> WORK ITEM:
Where a line in the entries below contains the word "into", count it. Return the total alone.

> MATERIAL FOR THE TASK:
PR #356, opened 2018-08-07
Compatibility with Python-3-default systems.

michael-emmi:
Smack only works with Python version 2. On systems where version 3 is the default, Smack can still work simply by specifying `python2` as the interpreter.


zvonimir:
Could you do this for all SMACK python scripts while you are at it?

PR #362, opened 2018-08-09
Added test for uninterpreted functions.

michael-emmi:
Inspired by a question asked by Nathan Chong, I thought it would be nice to share and preserve this recipe for functions which are _uninterpreted_ in the logical sense, in that a given call `f(x)` may return any value, but for `x == y` we are guaranteed that `f(x) == f(y)`.

### DIFF
--- a/test/basic/uninterpreted.c
+++ b/test/basic/uninterpreted.c
@@ -1,0 +1,19 @@
+#include <smack.h>
+
+// @expect verified
+
+int foo(int x) {
+  int y = __VERIFIER_nondet_int();
+  __SMACK_top_decl("function FOO(x: int): int;");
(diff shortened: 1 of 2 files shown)


zvonimir:
Ah, we have too many regressions in the `basic` folder now, and CI is timing out (there is a max time limit on every CI job). It would be good to split `basic` into two folders, and make sure to run CI on both of them. See travis config file for that. Maybe one meaningful folder would be `pointers` or something like that.

michael-emmi:
This was already a problem before I added these regressions — see all other concurrent pull requests. But I guess I’ll go ahead and fit it anyways, in a separate PR.

zvonimir:
Ah, sorry, I noticed it only now. Thanks for fixing!

PR #371, opened 2018-09-09
Add support for the llvm.expect intrinsic

keram88:
This models the llvm.expect intrinsic when generating boogie code. Since this intrinsic behaves as the identity function for its first argument, the function call is simply replaced with its first argument. I.e,
```
%b = call i32 @llvm.expect.i32(i32 %a, i32 0)
->
$b := $a
```


shaobo-he:
LGTM. Maybe it's better if we put all the code that handle LLVM intrinsics into one pass (e.g., the one for overflow checking) such that we don't need these special cases of call instruction?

> PROBLEM SOLUTION:
2